No, Firefox OS / B2G uses different settings from desktop Firefox. There *is* a bug in Firefox 33 with OMTC that causes long GC slices even while animations are happening: bug 1084672. This should be fixed in Firefox 34. A few other problems were also identified; look at the dependent bugs of bug 1083418. Some of these have been fixed, but as the fixes are more involved they will be in Firefox 36. In general, the intent is for GC to happen frequently in small bursts. Inhibiting GC could easily exhaust even your 16 GiB in seconds for some workloads.
FWIW, I've done some experiments where I disabled free() (i.e. never freeing heap allocations), and after opening 50 different sites, Firefox's memory usage was over 25 GiB. (The machine I tested on has 32 GiB of RAM.) Disabling free() isn't the same as disabling GC, but I expect the two things to have effects within the same order of magnitude. A GC-less Firefox would be a bad idea.

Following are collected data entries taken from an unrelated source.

PR #2020, opened 2016-12-02
fix brunch-config.js in installer to be compatible with 2.9.1

Gazler:
In brunch 2.8.2 the following is valid in autoRequire:

  "js/app.js": ["app"]

In brunch 2.9.1 this has to be:

  "js/app.js": ["js/app"]

Otherwise the following error will be logged and the JavaScript will not
execute:

 > Uncaught Error: Cannot find module 'js/app' from '/'

The difference in the compiled JavaScript prior to this change was:

    $ diff /tmp/app-broken.js /tmp/app-working.js
    151c151
    < require.register("js/app.js", function(exports, require, module) {
    ---
    > require.register("app.js", function(exports, require, module) {

I'd appreciate if someone else could validate the solution just to make sure it isn't only happening to me.

### DIFF
--- a/installer/templates/assets/brunch/brunch-config.js
+++ b/installer/templates/assets/brunch/brunch-config.js
@@ -53,7 +53,7 @@ exports.config = {
 
   modules: {
     autoRequire: {
-      "js/app.js": ["app"]
+      "js/app.js": ["js/app"]
     }
   },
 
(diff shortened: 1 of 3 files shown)


chrismccord:
<3 <3 <#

(In reply to Chris from comment #50) > is this the reason why firefox so aggressively runs GC? because its tuned > for phones? Yes, as you can read in this thread. Bug 898556 is opened to address this issue, but this has not yet become a priority, as we are not targeting phones with 4GB of RAM, but more phones with 128MB of zRAM. Why are you interested in a 16 GB? This is for a custom build of Firefox OS? In which case I can suggest you to use the Firefox desktop GC settings, otherwise if the intent is to make a product, then we should properly fix Bug 898556, and never question the GC settings again.
(In reply to Chris from comment #50) > is this the reason why firefox so aggressively runs GC? because its tuned > for phones? Note, the GC tuning from above was only made for Firefox OS, Firefox Desktop still has the old GC settings. If you are looking to how to customize your GC settings yourself, then I would simply say: Please, don't, you have so many ways to screw up things in ways which would make your firefox even worse! If you are not convinced, please take time to understand the ins-n-outs of it, by following similar steps as reported above.
My problems reported here https://bugzilla.mozilla.org/show_bug.cgi?id=1101111 are on the default GC settings, the browser is running horrible, every 6 or 12 seconds a GC that is around 100ms delay on a very powerful rig. Why wont you let end users turn GC off? we dont all run tiny ram machines. By the way my default GC settings match what is in this thread. Why does the web browser run a GC every 12 seconds and the GC even worse doesnt even recover any memory, it just keeps retrying every 12 seconds.
The changes in this bug did not affect desktop Firefox. Please continue the discussion in the bug you filed.